Trump’s Border Czar Pulls a Bizarre 180 on Eric Adams Deal
Tom Homan struck a distinctly different tone when discussing the New York City mayor.
![New York City Mayor Eric Adams gestures and speaks while sitting next to Tom Homan during an appearance on Fox & Friends](http://images.newrepublic.com/1917564b7c9dbc37495b7c4685e13a401cfa2304.jpeg?auto=format&fit=crop&crop=faces&q=65&w=768&h=undefined&ar=3%3A2&ixlib=react-9.0.3&w=768)
Border czar Tom Homan struggled to explain why New York City Mayor Eric Adams suddenly decided to comply with Donald Trump’s immigration crackdown in his sanctuary city, if not to have the public corruption charges against him dismissed.
During an interview on CNN’s State of the Union Sunday, Homan was asked about Adams’s decision to allow ICE agents into Rikers Island, just days after the Department of Justice instructed prosecutors to drop the public corruption case against the mayor. ICE had been prohibited from entering New York City’s notorious jail complex in the East River since 2015.

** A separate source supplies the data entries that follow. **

PR #2782, opened 2017-05-29
Remove chainer_setup_build.py

delta2323:
This PR removes an artifact file `chainer_setup_build.py`, which is no longer used in Chainer v2.


beam2d:
thank you

PR #2783, opened 2017-05-29
Rename option value of reduce option in F.HuberLoss from sum_along_second_axis to sum_each_data

delta2323:
The `reduce` option of `F.HuberLoss.__init__` takes `sum_along_second_axis`. But, what its option name does not reflect actually what it does. Specifically, it aggregate not only the second axis but also the axes later than the second axis.

This PR adds `sum_each_data` to the acceptable value of `reduce` option of `F.HuberLoss.__init__`. This option behaves identically as `sum_along_second_axis`. Also `sum_along_second_axis` is made deprecated.

This change is extracted from #2265.

### DIFF
--- a/chainer/functions/loss/huber_loss.py
+++ b/chainer/functions/loss/huber_loss.py
@@ -1,3 +1,5 @@
+import warnings
+
 import numpy
 
 from chainer import cuda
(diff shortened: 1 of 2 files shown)


delta2323:
This PR is turned out to be wrong. The changes in the original PR made by mitmul-san invalidated the option `sum_along_second_axis` and that was why he made the option deprecated. So the change in this PR should be coupled with the original PR.

PR #2789, opened 2017-05-29
Check h5py version when serializing None

niboshi:
`h5py.Empty` is introduced from `h5py==2.7.0`.


beam2d:
Could you add a test that confirms serializing None raises an error when h5py is old?

niboshi:
OK

niboshi:
Added test.

beam2d:
LGTM

PR #2795, opened 2017-05-30
Update README to give a link to the stable branch

mitmul:
I think we need to add a comment to README in the master branch.


beam2d:
Thank you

In her startling resignation letter, acting U.S. Attorney for the Southern District of New York Danielle Sassoon stated that Adams’s lawyers had sought a quid pro quo for their client to comply with Trump’s immigration enforcement demands.
“It sounds like the DOJ dropped the case against Adams, and in exchange he let you into Rikers. Is that what happened?” asked CNN host Dana Bash.
“No, I think that’s ridiculous,” Homan replied. He explained that it couldn’t possibly have been quid pro quo, because he’d first met with Adams months ago, before the case was dropped. He then explained that after that meeting, no progress had been made on getting ICE access to the prison complex, so they needed to meet again last week.
“We had that a couple months ago, long before this other discussion. So, I don’t think that had anything to do with that,” Homan insisted. “As a matter of fact, the meeting was very well. It’s the same meeting we had a few weeks ago, and the reason we had the follow-up meeting was because there was no action being done. So, we follow up on how we can get some of this stuff in place, and that’s what the meeting Thursday was about.”
Bash said that Homan had said he was “really unsatisfied” after his initial meeting. “What changed between then and now other than the Department of the Justice dropping the case against Adams?” she asked.
“I didn’t come out of that meeting unsatisfied, I was, I was a little, you know, after several weeks I was a little taken back that we hadn’t gotten any action on that yet, on getting into Rikers Island,” Homan said.
Bash was unconvinced. “Just looking at the series of events, sir, the fact that you didn’t get what you wanted, you came away not sure why he wasn’t doing what you wanted him to do, particularly with opening Rikers. The Department of Justice gets rid of the charges against him, and poof, he agrees,” Bash pressed.
Homan did little to assuage her concerns, insisting that the two had found a way to really connect “cop-to-cop, not border-czar-to-mayor.”
The two men didn’t seem quite as friendly during a disturbing appearance on Fox & Friends last week when Homan jokingly threatened to crack down on the mayor if he failed to perform.
Crucially, something did change between the first and second meeting. A five-page letter from Adams’s lawyer Adam Spiro to U.S. Deputy Attorney General Emil Bove dated February 3, which made clear that Adams sought a specific quid pro quo agreement: relief in return for immigration compliance.
“As Mayor Adams continues to help with DHS’ ramping enforcement operations, the risk that his political opponents—and in particular, the City Council—will try to remove him from power will only increase,” the letter warned, adding that Adams’ “political muscle is weakened by an indictment.”
“There is a reason that the Justice Department does not prosecute sitting presidents, and while a mayor is not a president, Mayor Adams is nonetheless the leader of this country’s largest city and needs to be an important partner to the President and his administration. An honest balancing of these concerns against the unsupported prosecution theories in this case militates strongly in favor of dismissal,” Spiro wrote.